# BWT Mg2 Filters?



## jonbutler88 (Dec 31, 2015)

Hi All,

I've been trying desperately for a while to not dip my toe into trying to mix bottled waters for the "ideal" brew, and instead settled on using Waitrose Essential with my Aeropress. However, I've just received a Kalita Wave, and after working out how many bottles I'll go through a week it's time to consider alternatives to bottled. While chatting to Chris from Has Bean, he mentioned that tap water put through a BWT Mg2 filter is pretty good, so I wondered if anyone here uses these and can shed some light on how good they are for pour over brewing? I've seen it mentioned in a couple of the other water-related threads but no indication of if it's any good...

To pre-empt some responses, I suspect it will depend a lot on the tap water I'm starting with before filtering... Does anyone have recommendations for a kit to test the current properties of my tap water to get an idea of what needs to be tweaked?

Cheers,

Jon


----------



## Step21 (Oct 2, 2014)

I use one for filtering tap water for drinking and making tea. Doesn't make great coffee for me. I haven't tested my tap water so don't know what i've got to begin with. Bottled water is much better if you know what to look for/blend. Waitrose Ess is decent.

Remember to factor in the cost of the filters and that they become less efficient as time goes on - you are not getting identical filtration on Day 1 as Day 30.

If you want to test your water you'll need a TDS meter and need to measure General Hardness and Carbonate Hardness (various kits available from aqua marine shops). Ideally you'll want to know Calcium and Magnesium levels. Some of these kits will give you Calcium but Magnesium in freshwater IIRC is not easy to measure. I've not used any kits myself but if you search on the bottled water threads there is some good info in there.

Your local water authority might specify what is in your tap water if you are lucky (try their website)

If your water is very hard you can try boiling it first then filtering it.


----------



## El carajillo (Mar 16, 2013)

I think you come under Severn Trent W. A., you can obtain a rough guide from their website or telephone and ask for more detailed report. I think your water is fairly hard. Although the filter you mention does add too improve taste you may need to remove more of the hardness.

There is a thread on water and I believe test kits are mentioned.

Have a word with Xpenno:good: Water man


----------



## GlennV (Mar 29, 2013)

The API GH/KH test kits are good, with many suppliers on ebay. If your water is moderately hard then the BWT jug should do a good job with a new filter. The filter will lose it's ability to reduce hardness fairly rapidly, but you can keep track of that with the test kit.


----------



## aaroncornish (Nov 7, 2012)

We have super soft water, literally no KH buffering or alkalinity. I am about to try the Mg2+ cartridge to see if it improves the water.
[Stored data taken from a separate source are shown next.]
PR #461, opened 2023-09-20
introduce `develop` section

ndeloof:
This introduces support for `develop` section as defined by https://github.com/compose-spec/compose-spec/pull/253

### DIFF
--- a/loader/paths.go
+++ b/loader/paths.go
@@ -115,6 +115,13 @@ func ResolveServiceRelativePaths(workingDir string, s *types.ServiceConfig) {
 		}
 		s.Volumes[i].Source = resolveMaybeUnixPath(workingDir, vol.Source)
 	}
+
+	if s.Develop != nil {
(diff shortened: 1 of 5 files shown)


milas (approved):

loader/paths.go
```diff
@@ -115,6 +115,13 @@ func ResolveServiceRelativePaths(workingDir string, s *types.ServiceConfig) {
 		}
 		s.Volumes[i].Source = resolveMaybeUnixPath(workingDir, vol.Source)
 	}
+
+	if s.Develop != nil {
+		for i, w := range s.Develop.Watch {
+			w.Path = absPath(workingDir, w.Path)
```
milas, line 121: Noting that this should fix the `include` + `watch` issue since we're now resolving the path at the right place.

My PR in #459 can still be useful for the future if/when we have other cases where we need to resolve paths outside of a load, but isn't critical anymore

PR #706, opened 2024-10-31
fix(reset): Add cycle detection fix

idsulik:
Here https://github.com/docker/compose/issues/12247#issuecomment-2448134930 the user found one more case when it fires while it shouldn't.  
1. Decided to move the detector inside the alias condition, because that's the only place where the cycle can happen.
2. Added one more test


idsulik:
@glours hi! Check please, I think it's pretty important

glours (approved):

PR #709, opened 2024-11-06
fix(reset): Improve cycle detector

idsulik:
Improved the cycle detector and added one more test case.  

https://github.com/docker/compose/issues/12247#issuecomment-2459965906

### DIFF
--- a/loader/reset.go
+++ b/loader/reset.go
@@ -28,11 +28,12 @@ import (
 type ResetProcessor struct {
 	target       interface{}
 	paths        []tree.Path
-	visitedNodes map[*yaml.Node]string
+	visitedNodes map[*yaml.Node][]string
 }
 
 // UnmarshalYAML implement yaml.Unmarshaler
 func (p *ResetProcessor) UnmarshalYAML(value *yaml.Node) error {
+	p.visitedNodes = make(map[*yaml.Node][]string)
 	resolved, err := p.resolveReset(value, tree.NewPath())
 	p.visitedNodes = nil
 	if err != nil {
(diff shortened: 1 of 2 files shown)


loader/reset.go
```diff
@@ -144,20 +145,46 @@ func (p *ResetProcessor) applyNullOverrides(target any, path tree.Path) error {
...
+	}
+
+	p.visitedNodes[node] = append(paths, pathStr)
 	return nil
 }
+
+// areInDifferentServices checks if two paths are in different service definitions
+func areInDifferentServices(path1, path2 string) bool {
+	// Split paths into components
+	parts1 := strings.Split(path1, ".")
```
ndeloof, line 178: nit: could use path.Parts() if you don't convert it to a string

idsulik: the function accepts strings and the field also has a list of strings `visitedNodes map[*yaml.Node][]string`, do you suggest to use path everywhere? or to convert the strings inside the func into paths and use `Parts()`? it looks like overhead, isn't it?

ndeloof: some overhead indeed, but my point is that `Path` abstraction allows to ignore "implementation details" like the dot notation and `[]` or `*` patterns. I had in mind at some point we might want to use an alternate implementation vs `string` as we actually have to split this string many times during parsing.
From an encapsulation point of view, I'd prefer we add more utility func to `Path` to support required submatching. 
ANYWAY I'm fine we merge this PR as a quick fix for this issue, and revisit this later

ndeloof (approved):

glours (approved):
Let's do a follow up PR for the improvements

loader/reset.go
idsulik: @ndeloof agree, that sounds reasonable.

PR #711, opened 2024-11-12
fix(variables): Add number suffix support to the variable extractor

idsulik:
Fixes https://github.com/docker/compose/issues/12285

Added support for suffix support in variable names, for example:
```
${FOO_1}
${BAR_1:-with-default}
```


ndeloof (approved):

MikaelElkiaer:
@idsulik Looks great.

Just to be clear, this will also work for `${FOO1}`, right?

idsulik:
@MikaelElkiaer thank you! yes it will work for ${FOO1} as well

PR #713, opened 2024-11-22
feat: Add label_file support to service

idsulik:
Issue: https://github.com/docker/compose/issues/12311


idsulik:
@ndeloof hi! What do you think about the PR, should I continue implementing the feature like I do(it uses the same way as we load env_file) or should I do it in a different way?

ndeloof:
Sounds good to me. I'd prefer we can rely on docker/cli parser for this file so we don't have 2 implementations, but this would mean we resolve labels in docker/compose, and on the other hand format is pretty minimalist, so let's go this way

ndeloof (commented):
LGTM

in this PR, you're anticipating the need to set a label_file as `required`. Do you have a use-case in mind ? We introduced this for `env_file` as a workaround for corner-case usages, but I'd prefer we don't make things unnecessary complicated if we don't have to, at least for a first iteration.

idsulik:
> Do you have a use-case in mind

I did it to follow the current logic for the env_file. removed it + added tests

schema/compose-spec.json
```diff
@@ -866,7 +867,34 @@
...
+            ]
+          }
+        }
+      ]
+    },
+
+    "label_file": {
+      "oneOf": [
+        {"type": "string"},
+        {
```
ndeloof, line 888: Sounds to me this is a premature feature to add support for `required` here. `label_file` should be declared at most a `string|array of string` for user convenience

idsulik: @ndeloof agree, fixed

transform/labelfile.go
```diff
@@ -0,0 +1,55 @@
...
+		for i, e := range v {
+			v[i] = transformLabelFileValue(e)
+		}
+		return v, nil
+	default:
+		return nil, fmt.Errorf("%s: invalid type %T for label_file", p, v)
+	}
+}
+
+func transformLabelFileValue(data any) any {
```
ndeloof, line 41: not relevant anymore

loader/full-struct_test.go
```diff
@@ -217,10 +217,24 @@ func services(workingDir, homeDir string) types.Services {
 			Ipc:      "host",
 			Uts:      "host",
 			Labels: map[string]string{
+				"FOO":                     "foo_from_label_file",
```
ndeloof, line 220: FYI this huge test we inherited from legacy compose parser in docker/cli.
As it is painful to maintain, we prefer to have individual test checking specific attribute is well supported (which you also provided 🥳)

idsulik: should I revert these changes or keep them?

idsulik:
@ndeloof pushed changes, now label_file has type `[]string`

types/labelfile.go
```diff
@@ -0,0 +1,36 @@
...
+   limitations under the License.
+*/
+
+package types
+
+import (
+	"encoding/json"
+)
+
+type LabelFile struct {
```
ndeloof, line 23: unused ?

idsulik: yes, thank you, removed

schema/compose-spec.json
```diff
@@ -866,9 +867,6 @@
                   "path": {
                     "type": "string"
                   },
-                  "format": {
-                    "type": "string"
-                  },
```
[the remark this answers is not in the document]
ndeloof: sure, but here you removed `format` attribute from `env_file` defintion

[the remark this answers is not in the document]
idsulik: oh, accidentally deleted it, put it back

ndeloof (approved):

Then I am going all in and trying Spencer's water voodoo - http://grindscience.com/2015/08/making-water-for-coffee-sodastream-method-best-recipe-so-far/


----------



## johnealey (May 19, 2014)

Evesham water fairly hard and will be close to what you have in Cheltenham. Bwt jug does a reasonable job for no more than 3 weeks for us (mg2+) but is a way away from the clarity you'll get from Waitrose or Waitrose mix etc etc ( see the brewed threads for more detail)

You could get a jug and filter for around 10-12£ on amazon a while back or if you have a brita jug then the bwt filter drop straight in , so could in theory try it out for less than a fiver.

Will be a huge improvement on straight or even brita jug water though, just not quite as good as bottled or spencers special water mentioned elsewhere.

Hope of help.

John


----------



## jonbutler88 (Dec 31, 2015)

Thanks everyone for the responses. I got a very detailed breakdown of my tap water from Severn Trent, and it's pretty clear it would be a pain to get it up to scratch. I just brewed my first Kalita with a Volvic / Waitrose mix and it was definitely the best tasting cup(s) I've had from it so far, so that's sealed the deal for staying on bottled.


----------



## abelated (Apr 14, 2020)

Big old dredge here but I've been trying to tame my Cambridge tap water as best as possible until I can obtain funds for one of the big systems. I have been using a BWT mg+ filter for my pour overs with varying results (obviously, as performance varies over the filter life) but have generally found it to be OK if I run it for about 5 refils and then cut it with tap water 80/20.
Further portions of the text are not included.